The data should be transcribed in its entirety, word for word.

Study material ->
┄┄┄┄┄┄┄┄┄┄┄┄┄┄┄┄┄┄┄┄

PR #1567, opened 2016-04-19
feat(removeSelected): Make removeSelected configurable

dondi:
Expose the `removeSelected` property, and adjust `isDisabled` behavior so that items that would have been removed from a `multiple` ui-select element because they are currently selected are disabled instead.

Sample behavior:
screen shot 2016-04-18 at 6 07 42 pm

In the existing version, `id` would not have appeared in the dropdown because it is currently selected. This pull request adds the option `removeSelected` so that, if set to `false`, selected items still appear in the dropdown but are disabled (like in the screenshot).


user378230:
@dondi The code itself looks ok but there aren't any unit tests. Can you add some and I'll review again?

Thanks! :+1:

dondi:
Ack, sorry! I had fixed some unit tests that broke due to this change but then got distracted that day and totally forgot about adding _new_ ones. Sorry, my bad, I will notify you when I’ve put something up.

thomasmiddeldorp:
@dondi Is this PR still something you're working on recently? The functionality this PR contains is something I'm looking for as well, so I could take over the PR if it doesn't fit in your schedule =)

dondi:
Thanks very much for the offer @thomasmiddeldorp 👍  As it turns out, I was chipping away at it and managed to have enough time to wrap things up this morning. Had a learning curve to climb there for a bit. I just pushed both unit tests and a demo—hope it's what you're looking for.

user378230:
Almost perfect @dondi! Can you just squash down into a single `feat(removeSelected)` commit? There is a lot of noise in the commit history some of which has been cancelled out. 

Once that's done I'll merge :+1: 

_Useful reference: [Commit Message Guidelines](https://github.com/angular-ui/ui-select/blob/master/CONTRIBUTING.md#commit)_

dondi:
Ah OK, I'll look into that…I presume the "merge from master" commit that is in between there is part of this noise. Yeah I can see how that would be problematic. Would it work better if I create a fresh branch off upstream then place my changed files there, do a single commit, and issue a new pull request?

dondi:
OK, I have a new pull request using a fresh branch that is updated from upstream. Hope that will be OK.

New pull request: https://github.com/angular-ui/ui-select/pull/1622

user378230:
You've opened the new one now but you can just force push to your existing branch after squashing, github would have automatically updated this PR with the new single commit. :-)

dondi:
Yes, I intended to do that at first, but after looking more closely at the overall commits, there were a couple that were no longer valid plus the merge from master commit was in between commits of mine that I wanted to keep, with potential dependent changes in between. So in the end it was more straightforward to start fresh.

PR #1571, opened 2016-04-23
perf: change test in ctrl.isActive

Teegrounet:
perf: change test in ctrl.isActive

before :
( itemIndex < 0 && ctrl.taggingLabel !== false ) ||( itemIndex < 0 && ctrl.taggingLabel === false)
after :
itemIndex < 0


user378230:
I saw this too. Thanks

PR #1572, opened 2016-04-23
Fix taggingLabel initialization for single mode

Teegrounet:
Fix taggingLabel initialization for single mode (when it works)

When taggingLabel is not define in ui-select tag and tagging is active with string (not object), the taggingLabel is undefine and we can see "<value> undefined" in the list.
With this code, taggingLabel is initialized with '(new)' as it could be when taggingLabel tag is present whithout value.


user378230:
Is it possible to add a test for this?

Teegrounet:
I think it's not possible as long as we don't have PR 972, because we can't seeing tagging element in single mode.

┄┄┄┄┄┄┄┄┄┄┄┄┄┄┄┄┄┄┄┄

Answer space ->
PR #1567, opened 2016-04-19
feat(removeSelected): Make removeSelected configurable

dondi:
Expose the `removeSelected` property, and adjust `isDisabled` behavior so that items that would have been removed from a `multiple` ui-select element because they are currently selected are disabled instead.

Sample behavior:
screen shot 2016-04-18 at 6 07 42 pm

In the existing version, `id` would not have appeared in the dropdown because it is currently selected. This pull request adds the option `removeSelected` so that, if set to `false`, selected items still appear in the dropdown but are disabled (like in the screenshot).


user378230:
@dondi The code itself looks ok but there aren't any unit tests. Can you add some and I'll review again?

Thanks! :+1:

dondi:
Ack, sorry! I had fixed some unit tests that broke due to this change but then got distracted that day and totally forgot about adding _new_ ones. Sorry, my bad, I will notify you when I’ve put something up.

thomasmiddeldorp:
@dondi Is this PR still something you're working on recently? The functionality this PR contains is something I'm looking for as well, so I could take over the PR if it doesn't fit in your schedule =)

dondi:
Thanks very much for the offer @thomasmiddeldorp 👍  As it turns out, I was chipping away at it and managed to have enough time to wrap things up this morning. Had a learning curve to climb there for a bit. I just pushed both unit tests and a demo—hope it's what you're looking for.

user378230:
Almost perfect @dondi! Can you just squash down into a single `feat(removeSelected)` commit? There is a lot of noise in the commit history some of which has been cancelled out. 

Once that's done I'll merge :+1: 

_Useful reference: [Commit Message Guidelines](https://github.com/angular-ui/ui-select/blob/master/CONTRIBUTING.md#commit)_

dondi:
Ah OK, I'll look into that…I presume the "merge from master" commit that is in between there is part of this noise. Yeah I can see how that would be problematic. Would it work better if I create a fresh branch off upstream then place my changed files there, do a single commit, and issue a new pull request?

dondi:
OK, I have a new pull request using a fresh branch that is updated from upstream. Hope that will be OK.

New pull request: https://github.com/angular-ui/ui-select/pull/1622

user378230:
You've opened the new one now but you can just force push to your existing branch after squashing, github would have automatically updated this PR with the new single commit. :-)

dondi:
Yes, I intended to do that at first, but after looking more closely at the overall commits, there were a couple that were no longer valid plus the merge from master commit was in between commits of mine that I wanted to keep, with potential dependent changes in between. So in the end it was more straightforward to start fresh.

PR #1571, opened 2016-04-23
perf: change test in ctrl.isActive

Teegrounet:
perf: change test in ctrl.isActive

before :
( itemIndex < 0 && ctrl.taggingLabel !== false ) ||( itemIndex < 0 && ctrl.taggingLabel === false)
after :
itemIndex < 0


user378230:
I saw this too. Thanks

PR #1572, opened 2016-04-23
Fix taggingLabel initialization for single mode

Teegrounet:
Fix taggingLabel initialization for single mode (when it works)

When taggingLabel is not define in ui-select tag and tagging is active with string (not object), the taggingLabel is undefine and we can see "<value> undefined" in the list.
With this code, taggingLabel is initialized with '(new)' as it could be when taggingLabel tag is present whithout value.


user378230:
Is it possible to add a test for this?

Teegrounet:
I think it's not possible as long as we don't have PR 972, because we can't seeing tagging element in single mode.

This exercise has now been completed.